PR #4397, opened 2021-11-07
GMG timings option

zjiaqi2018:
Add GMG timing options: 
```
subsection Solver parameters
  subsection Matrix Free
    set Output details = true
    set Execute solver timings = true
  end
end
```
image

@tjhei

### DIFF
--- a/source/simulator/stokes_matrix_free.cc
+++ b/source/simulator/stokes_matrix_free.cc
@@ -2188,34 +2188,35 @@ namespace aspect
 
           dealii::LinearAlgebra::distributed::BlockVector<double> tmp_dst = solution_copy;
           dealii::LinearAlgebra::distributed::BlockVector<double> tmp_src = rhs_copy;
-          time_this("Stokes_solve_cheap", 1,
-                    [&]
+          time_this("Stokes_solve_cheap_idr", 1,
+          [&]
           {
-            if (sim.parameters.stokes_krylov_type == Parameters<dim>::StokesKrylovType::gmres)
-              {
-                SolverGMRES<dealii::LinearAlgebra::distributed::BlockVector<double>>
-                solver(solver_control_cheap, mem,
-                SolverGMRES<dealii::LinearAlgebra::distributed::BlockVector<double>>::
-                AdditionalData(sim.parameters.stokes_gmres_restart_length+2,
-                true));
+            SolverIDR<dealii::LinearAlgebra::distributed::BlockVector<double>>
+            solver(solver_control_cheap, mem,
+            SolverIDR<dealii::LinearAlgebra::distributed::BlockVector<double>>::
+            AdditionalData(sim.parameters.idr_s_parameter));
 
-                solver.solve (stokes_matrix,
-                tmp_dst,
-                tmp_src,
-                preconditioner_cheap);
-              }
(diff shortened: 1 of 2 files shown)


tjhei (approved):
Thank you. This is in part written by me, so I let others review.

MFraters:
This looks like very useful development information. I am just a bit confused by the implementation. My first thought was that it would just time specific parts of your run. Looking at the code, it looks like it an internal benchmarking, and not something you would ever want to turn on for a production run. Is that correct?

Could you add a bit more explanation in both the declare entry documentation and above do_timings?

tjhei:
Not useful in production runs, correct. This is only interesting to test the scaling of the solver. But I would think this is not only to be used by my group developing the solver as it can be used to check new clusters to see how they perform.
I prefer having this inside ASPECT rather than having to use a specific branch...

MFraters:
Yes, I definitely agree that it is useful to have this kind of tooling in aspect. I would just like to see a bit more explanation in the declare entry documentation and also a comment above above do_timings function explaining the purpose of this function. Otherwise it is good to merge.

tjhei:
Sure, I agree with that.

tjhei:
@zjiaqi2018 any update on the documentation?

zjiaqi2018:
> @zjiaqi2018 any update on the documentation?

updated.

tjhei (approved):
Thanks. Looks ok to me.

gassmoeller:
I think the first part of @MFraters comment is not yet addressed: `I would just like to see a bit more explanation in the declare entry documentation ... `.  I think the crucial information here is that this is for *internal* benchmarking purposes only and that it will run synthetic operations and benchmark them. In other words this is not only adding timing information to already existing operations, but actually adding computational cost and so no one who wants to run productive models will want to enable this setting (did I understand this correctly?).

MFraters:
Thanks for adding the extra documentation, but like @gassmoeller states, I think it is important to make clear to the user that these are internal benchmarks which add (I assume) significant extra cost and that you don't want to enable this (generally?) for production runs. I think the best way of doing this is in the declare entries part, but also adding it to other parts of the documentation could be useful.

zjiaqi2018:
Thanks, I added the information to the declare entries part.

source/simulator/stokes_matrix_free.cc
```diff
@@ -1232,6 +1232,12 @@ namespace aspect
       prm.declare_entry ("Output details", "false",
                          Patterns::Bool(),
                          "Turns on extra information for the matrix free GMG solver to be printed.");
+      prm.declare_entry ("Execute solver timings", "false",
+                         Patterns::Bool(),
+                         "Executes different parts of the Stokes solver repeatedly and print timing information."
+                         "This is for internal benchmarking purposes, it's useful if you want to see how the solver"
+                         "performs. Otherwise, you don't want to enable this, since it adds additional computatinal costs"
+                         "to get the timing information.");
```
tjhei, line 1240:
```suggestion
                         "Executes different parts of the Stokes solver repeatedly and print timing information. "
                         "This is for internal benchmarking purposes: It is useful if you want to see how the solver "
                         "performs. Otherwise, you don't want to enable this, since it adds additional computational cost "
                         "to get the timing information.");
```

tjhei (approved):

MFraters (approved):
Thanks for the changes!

§ Assignment:
Reproduce every line of the listing above in which the string "SolverIDR" appears.

§ Solution to the exercise:
+            SolverIDR<dealii::LinearAlgebra::distributed::BlockVector<double>>
+            SolverIDR<dealii::LinearAlgebra::distributed::BlockVector<double>>::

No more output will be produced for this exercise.